Had I been duped after all?  Should I bolt for the helm and hope she didn't remember our heading?  My brain started to run FTL.

"Hear me out, Weaver?"  Her tone and her eyes said the rest:  I can see you're worried, but at least give me a chance.

She had an arm outstretched toward me.  Somehow, that broke through all my panic.  I had known she was from high society before and had still decided I wanted to trust her, so how much did this actually change?  I took a few slow breaths and nodded.

"How much… imperial… news do you get where you're from?"

"It's always a few weeks old, but a lot of the sailors listen in and bring back recordings, why?"

"Then you've heard about the, um, the prince, I suppose?  The sole prince?  The one that's been missing?"  She was getting at something, but I was stumped.

"And you're…. the illegitimate sister they tracked down when he got disinherited?"

She laughed, long and hard, and the tension of the moment shattered.  She had to gasp for breath to continue speaking.

"Weaver, I was him.  It's difficult to talk about, but…"  She trailed off and gave me a look, chewing her lip again.

"...But I think I can trust you.  For a long time I was horrible, and I may as well have been living by a script.  My rude awakening, well, I don't really remember anymore what changed my mind.  Looking back, I'm tempted to imagine I was sheltered, that I didn't know what imperial worlds were like outside my own walls, but most execs know full well what they do to the little people and just don't care, or have convinced themselves it's worth it.

"But something, somewhere got it through that maybe I should care, made me start asking questions.  And some of those questions were about myself.  My parents weren't very pleased with my bank statements or public presence after that.

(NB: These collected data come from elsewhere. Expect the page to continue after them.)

PR #9221, opened 2025-09-17
fix OpenGL backend tests on macOS

pixelflinger:
multi-sampled textures are only supported at feature level 2, but on macOS OpenGL is only feature level 1.

### DIFF
--- a/filament/backend/test/test_Blit.cpp
+++ b/filament/backend/test/test_Blit.cpp
@@ -269,6 +269,10 @@ TEST_F(BlitTest, ColorResolve) {
     SKIP_IF(Backend::WEBGPU, "test cases fail in WebGPU, see b/424157731");
     auto& api = getDriverApi();
 
+    if (api.getFeatureLevel() < FeatureLevel::FEATURE_LEVEL_2) {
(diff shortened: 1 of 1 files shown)


filament/backend/test/test_Blit.cpp
```diff
@@ -269,6 +269,10 @@ TEST_F(BlitTest, ColorResolve) {
     SKIP_IF(Backend::WEBGPU, "test cases fail in WebGPU, see b/424157731");
     auto& api = getDriverApi();
 
+    if (api.getFeatureLevel() < FeatureLevel::FEATURE_LEVEL_2) {
+        GTEST_SKIP() << "Skipping test because multi-sampled textures are not supported at Feature level < 2";
+    }
```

"They're obsessed with public image, so the news says the prince is missing but doesn't mention 'accused of grand theft, fraud, and sedition.'  I've only found the nerve for two of those so far, by the way.  But the accusation is enough.  To the imperial fleet, I'm a pirate now.

"And if I'm a pirate and not a prince, what's to stop me from, say, finding a modified medical pod and being Stella Celera instead?"

Huh.  Maybe she was kindred after all.  I had a laundry list of questions after that.

One wouldn't wait, though.

"You can do that??"

She laughed again, but nodded and winked.  I was still missing the joke, whatever it was, but she was happy enough to answer all my prodding after that.